Nei giorni successivi l’intero territorio viene occupato dai tedeschi: Ferruccio, fatto prigioniero, è costretto a lavorare per coloro che avevano assassinato la sua famiglia. Per lui era cominciato un periodo complicato in cui si alternano fughe e prigionia, durante il quale più volte rischia di essere giustiziato: in un’occasione, insieme ad altri prigionieri, viene messo davanti a una buca già scavata con le armi puntate, pronte per l’esecuzione. Dopo mesi di clandestinità, solitudine e infinito dolore arrivano finalmente i giorni della liberazione: il 21 Aprile 1945 è la volta di Bologna dove si trova Ferruccio.

Ferruccio Laffi

Nell’eccidio di Marzabotto perse il padre, la madre, i fratelli Armando ed Ettore, la cognata Maria Venturi con i figli Antonio, Dina, Fernando, Gabriele, Italo e Marina, la cognata Livia Ferri e i figli di lei Demetrio, Massimo e Primo Laffi. La sua famiglia era composta da 20 persone: alla fine della guerra ne rimasero in vita solo 2.

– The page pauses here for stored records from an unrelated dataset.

PR #944, opened 2018-05-10
Add company timeline view

reupen:
Issue number: N/A

### Description of change

This adds a view to retrieve the timeline for a company using the reporting service.

A new route has been added at `/v3/company/<id>/timeline`. A new permission `company.read_company_timeline` has been also added.

### Checklist


datahub/company/timeline/views.py
```diff
@@ -0,0 +1,40 @@
...
+            f'company.{CompanyPermission.read_company}',
+            f'company.{CompanyPermission.read_company_timeline}',
+        ),
+    )
+    queryset = Company.objects.all()
+    serializer_class = TimelineEventSerializer
+
+    def list(self, request, *args, **kwargs):
+        """Lists timeline events (paginated)."""
+        company = self.get_object()
```
marcofucci: This (`self.get_object`, `queryset` etc.) works but it's a bit weird as it refers to a company model whilst this ViewSet is for timeline events instead. Not a big deal I suppose.

datahub/company/timeline/client.py
```diff
@@ -0,0 +1,80 @@
...
+        Initialises the client.
+
+        The API URL and key are taken from settings if not explicitly provided.
+        """
+        if api_url is None:
+            api_url = settings.REPORTING_SERVICE_API_URL
+        if api_id is None:
+            api_id = settings.REPORTING_SERVICE_API_ID
+        if api_key is None:
+            api_key = settings.REPORTING_SERVICE_API_KEY
```
marcofucci: I'm not sure `api_url=None, api_id=None, api_key=None` adds anything here, I suspect reading from settings should be enough. In tests, we can override settings to test stuff.

datahub/company/test/timeline/test_client.py
```diff
@@ -0,0 +1,128 @@
...
+                'data_source': 'companies_house.companies',
+                'datetime': 'Mon, 31 Dec 2017 00:00:00 GMT',
+                'description': 'Accounts filed',
+            }]
+        }
+    },
+    '/api/v1/company/events/?companies_house_id=125695': {
+        'status_code': status.HTTP_404_NOT_FOUND
+    },
+    '/api/v1/company/events/?companies_house_id=125696': {
```
marcofucci: A small thing but using a company number very different from `125695` would make scanning the code easier as it would make it obvious that the numbers are different.

datahub/company/test/timeline/test_views.py
```diff
@@ -0,0 +1,116 @@
...
+    )
+    def test_permission_is_denied(self, permission_codenames):
+        """Test that a 403 is returned for users without the correct permissions."""
+        user = create_test_user(permission_codenames=permission_codenames)
+        api_client = self.create_api_client(user=user)
+        company = CompanyFactory()
+        url = reverse('api-v3:company:timeline-collection', kwargs={'pk': company.pk})
+
+        response = api_client.get(url)
+        assert response.status_code == status.HTTP_403_FORBIDDEN
```
marcofucci: I would add another couple of tests:

1. when the response from the API is different from what we expect and the serializer.is_valid fails
2. when the response form the API returns a 500 error.

elcct: I agree with above.

reupen:
> I've added a couple of comments but I'm also worried that the name reporting service misleads a bit. Why don't we call it timeline service or something similar?

I started off calling it company timeline API, but I changed it because:

- the service is actually called something like data platform reporting service
- it does more than just company timeline

See https://github.com/uktrade/dt07-reporting/blob/develop/api.md.

So calling it company timeline API is wrong and won't make sense if we start using anything else from the service. Any other suggestions for names?

datahub/company/timeline/views.py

Nelle stragi compiute dai nazifascisti tra il 29 Settembre e il 5 Ottobre 1944 nel territorio dei comuni di Marzabotto, Grizzana Morandi e Monzuno, alle pendici di Monte Sole, complessivamente furono torturate e uccise 770 persone, di cui 316 donne, 216 bambini, 142 anziani. Questo fu Marzabotto, una delle più brutali stragi compiute dai nazifascisti e uno dei più atroci crimini contro l’umanità a memoria d’uomo.

Sono questi i morti che ricordiamo il 25 Aprile. Non sono tutti uguali come sostiene Ignazio La Russa. Le donne incinte, stuprate, sventrate, uccise, e i loro feti, tagliati in due o lanciati in aria come tiro al bersaglio, non si possono mettere sullo stesso piano con i criminali assassini che hanno compiuto quelle stragi.

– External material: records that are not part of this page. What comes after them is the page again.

PR #947, opened 2018-05-15
Add update_one_list_fields command to update One List fields

marcofucci:
This adds a new django command to update `classification` and `one_list_account_owner` with the values from the CSV.

If `reset_unmatched` is set, all the records not in the CSV will have those fields set to None.

### DIFF
--- a/datahub/dbmaintenance/management/commands/update_one_list_fields.py
+++ b/datahub/dbmaintenance/management/commands/update_one_list_fields.py
@@ -1,0 +1,165 @@
+from functools import lru_cache
+from logging import getLogger
+
+import reversion
+from django.db.models import Q
+
+from datahub.company.models import Advisor, Company
+from datahub.dbmaintenance.utils import parse_uuid
+from datahub.metadata.models import CompanyClassification
+from ..base import CSVBaseCommand
+
+
+logger = getLogger(__name__)
+
+
+class Command(CSVBaseCommand):
+    """
+    Command to update:
+    - Company.classification
+    - Company.one_list_account_owner
+
+    If --reset-unmatched=true, all the records not in the CSV will have
+    the fields above set to None.
+    """
+
+    def add_arguments(self, parser):
+        """Define extra arguments."""
+        super().add_arguments(parser)
+        parser.add_argument(
+            '--reset-unmatched',
+            action='store_true',
+            default=False,
+            help=(
+                'If true, Data Hub records not present '
+                'in the CSV will have classification and one_list_account_owner set to None.'
+            )
+        )
+
+    def _handle(self, *args, simulate=False, reset_unmatched=False, **options):
+        """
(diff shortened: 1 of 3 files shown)


datahub/dbmaintenance/management/commands/update_one_list_fields.py
```diff
@@ -0,0 +1,164 @@
...
+        )
+
+    def _process_row(self, row, simulate=False, **options):
+        """Process one single row."""
+        company = Company.objects.get(pk=row['id'])
+        classification_id = parse_uuid(row['classification_id'])
+        one_list_account_owner_id = parse_uuid(row['one_list_account_owner_id'])
+
+        # remove company.pk from the list of companies to reset
+        self.companies_to_reset.pop(company.pk, None)
```
reupen: If there's an error earlier in the function, how does company get removed from `self.companies_to_reset`?

datahub/dbmaintenance/test/commands/test_update_one_list_fields.py
```diff
@@ -0,0 +1,277 @@
...
+    values against new ones.
+    """
+    for field in fields:
+        setattr(company, f'_prev_{field}', getattr(company, field))
+
+
+def assert_did_not_change(company, *fields):
+    """
+    Assert that the company fields did not change.
+    It assumes you called `save_prev_fields` before the potential change.
```
elcct: Maybe comment should be impersonal, like "It assumes `save_prev_fields` has been called before the potential change."

datahub/dbmaintenance/management/commands/update_one_list_fields.py
marcofucci: What kind of error? I could move this to the line immediately after getting the company maybe?

reupen: Any error, doesn't CSVBaseCommand.process_row() swallow up exceptions?

I'm not sure the ignore errors behaviour makes sense with --reset-unmatched.

marcofucci: I'm not sure to understand:

- `handle` calls `process_row` which wraps `_process_row` in a try/except
- we want to avoid resetting the company, even if there are exceptions so we still want to exclude that company from the `self.companies_to_reset` dict before any logic.

I wanted to wrap everything into an atomic transaction but keeping the same logic that we have always based on is nice.

I actually moved that line a bit further up which looks a lot better.

reupen: It's better with `self.companies_to_reset.pop(company.pk, None)` at the top but it's still weird to have that in an exception handler. I'll click approve though since there's less risk having it at the top.

marcofucci:
@elcct any more comments before I merge?

marcofucci:
@elcct any more comments before I merge?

Il 25 Aprile si celebra la liberazione dai fascisti che hanno tolto la libertà agli italiani per oltre vent’anni e dal regime che ha approvato le vergognose leggi razziali. Si celebra la fine di un’oppressione violenta, che rese l’Italia corresponsabile di una rovinosa guerra e dello sterminio di 11 milioni di persone: uomini, donne, bambini e anziani che avevano l’unica colpa di non essere graditi ai fascisti e che sono stati prelevati dalle loro case, resi schiavi e poi uccisi nei campi di concentramento.

Il 25 Aprile non è “divisivo” perché in una democrazia non ci può essere chi sta dalla parte dei criminali e di una dittatura sanguinaria. Il fascismo è un crimine, non un’opinione politica. Chi sostiene il contrario sta tentando di riscrivere la storia, vuole farci credere che oppressi e oppressori, democrazia e dittatura siano la stessa cosa.

Il 25 Aprile stringiamoci in un abbraccio a tutti i sopravvissuti che, come Ferruccio Laffi, continuano a raccontare le loro tragiche esperienze, per difendere quella memoria che in troppi vorrebbero cancellare: soprattutto ricordiamo gli uomini, le donne, i bambini e gli anziani che hanno rischiato o perso la vita per permetterci di vivere in un paese libero. Non dimentichiamo mai ciò che dobbiamo a tutti loro.